见云容没有反驳,苏玉清却兀的收了笑容,严肃道:“容哥儿,德妃薨了。”
“薨了?”
怎么会?明明前几日还好好的,怎么说没就没了?云容忍不住蹙了蹙精致的眉尖,惊讶道。
苏玉青点了点头,“说是得了急症,突然暴毙。”
熙和殿。
精致华丽的大殿里站了许多的太监宫女,他们都低眉垂首,悄无声息。
里间,紫檀木雕花玉兰刺绣屏风后,一张同样的紫檀木架子床边,淡紫色的床幔径直垂落到床脚,铺陈在华贵的地毯上,顺滑的料子绣有精致图案。
雪白色的广玉兰,活灵活现。
玉珩躺在床上,右手轻轻摩挲着花瓣,瞧着在紫色衬托下的那抹月白,薄唇微掀,露出个温软的笑来,感叹道:“真是像极了他。”
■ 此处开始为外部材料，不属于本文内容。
PR #4285, opened 2024-02-20
Extract vault as reusable component

### LINKED ISSUE #3866: [Unprivileged] Split the macOS vault out into a reusable component for macOS only running as root
**Describe the enhancement:**

The Elastic Agent on macOS needs to work without being able to use the system level key store for the vault. There is a filesystem vault but is currently only used on Linux and Windows. When running the Elastic Agent on macOS in unprivileged mode it needs to use the filesystem fault.

This will allow the Elastic Agent to work properly on macOS installed with `--unprivileged`.

pchila:
## What does this PR do?

Separate vault file and darwin keychain implementations so they don't implement the same exact type on different OSes but can be used side-by-side.

Darwin keychain vault implementation is not expected to work on non-Darwin OSes and the compile dependency is decoupled by using an empty implementation that will always error on other OSes.

## Why is it important?

This will allow to have a new Factory function [`vault.New()`](https://github.com/elastic/elastic-agent/compare/main...pchila:extract-vault-as-reusable-component?expand=1#diff-7981f8301ac84c3dd5a2873439485aac0a33cc36c04b8b218758bf4e28c5750aR34) that can return multiple underlying types that implement the `Vault` interface

## Checklist

## Author's Checklist

- [ ]

## Related issues

- Closes #3866

## Questions to ask yourself

- ...


internal/pkg/agent/application/paths/paths.go
```diff
@@ -2,32 +2,25 @@
...
-	ShellWrapperPath = "/usr/bin/elastic-agent"
+	// defaultAgentVaultName is keychain item name for keychain based vault (available on MacOS at the moment)
+	defaultAgentVaultName = "co.elastic.elastic-agent"
 
-	// ShellWrapper is the wrapper that is installed.  The %s must
-	// be substituted with the appropriate top path.
-	ShellWrapper = `#!/bin/sh
-exec %s/elastic-agent $@
-`
+	// defaultAgentVaultPath is the directory name where the file-based vault store is located
```
AndersonQ, line 14: [Suggestion]
I'd say the vault isn't a store, besides the agent already have a state store. So to avoid confusion, I'd suggest to remove the `store` here.


```suggestion
	// defaultAgentVaultPath is the directory name where the file-based vault is located
```

internal/pkg/agent/vault/vault.go
```diff
@@ -0,0 +1,38 @@
...
+	Set(ctx context.Context, key string, data []byte) (err error)
+	Remove(ctx context.Context, key string) (err error)
+	Close() error
+}
+
+func New(ctx context.Context, opts ...OptionFunc) (Vault, error) {
+	options := ApplyOptions(opts...)
+
+	if runtime.GOOS == "darwin" && !options.unprivileged {
+		// TODO add checks for unprivileged and proper fallback
```
AndersonQ, line 33: Is it done?

internal/pkg/agent/vault/vault_keychain_notdarwin.go
```diff
@@ -0,0 +1,42 @@
...
+//go:build !darwin
+
+package vault
+
+import (
+	"context"
+	"errors"
+)
+
+var ErrorImplementationNotAvailable = errors.New("vault keychain implementation is not available")
```
AndersonQ, line 14: [Consistency]
We use `Err` instead of `Error` throughout the code, so I'd ask you to keep it consistent.

AndersonQ (approved):

internal/pkg/agent/vault/vault.go
pchila: Yes, yes it is :sweat_smile:

pchila: Addressed in d3af9f9d69b4be829de6bb302445d2a95127106b

internal/pkg/agent/vault/vault_keychain_notdarwin.go
pchila: Addressed in d3af9f9d69b4be829de6bb302445d2a95127106b

pchila:
Failure in build https://buildkite.com/elastic/elastic-agent/builds/7400#018dd144-6f59-4222-ae20-38083ef77cd1 is another occurrence of #3890 but the upgrade happened correctly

也不知阿容现在在做些什么?可是在看书?他有没有按时涂药?脸上的伤可好些了?……可有一丝半点的想他?盯着玉兰怔愣良久,外面传来的动静让他的思绪重新又拉了回来。
“殿下,该喝药了。”
帘子外传来小丫鬟的声音。
玉珩缓缓收回手,语气无甚起伏的道:“嗯。”
视线逐渐明亮,床帐被撩起一半,挂在了一旁的龙玉钩子上。
里头趴伏着一个人影,仅着一身寝衣,素色的衣服隐隐约约还浸出一丝血迹。
两个侍童小心翼翼的扶了玉珩起身,在他背后垫上两个软枕。
摆了摆手示意他们退开,玉珩探手端了丫鬟手里的碗,对着黑漆漆的药,眼也不眨的喝了下去。
丫鬟见他喝完,恭敬道:“殿下,让奴婢为您上药。”
玉珩瞧了她一眼,看向一侧站着的侍童,抬了抬下巴,“你来。”
听着六皇子指了自己,侍童忙不迭的接过另一个丫鬟托在银盘上的描金瓷瓶,跪在床边侯着。
将碗递给宫女,玉珩缓缓躺下。
撩开素色的衣摆,玉珩雪白有力的背部遍布血痕。
数十道宽有一寸,长两尺有余的伤口纵横期间。
皮肉翻起,紫红一片,狰狞可怕。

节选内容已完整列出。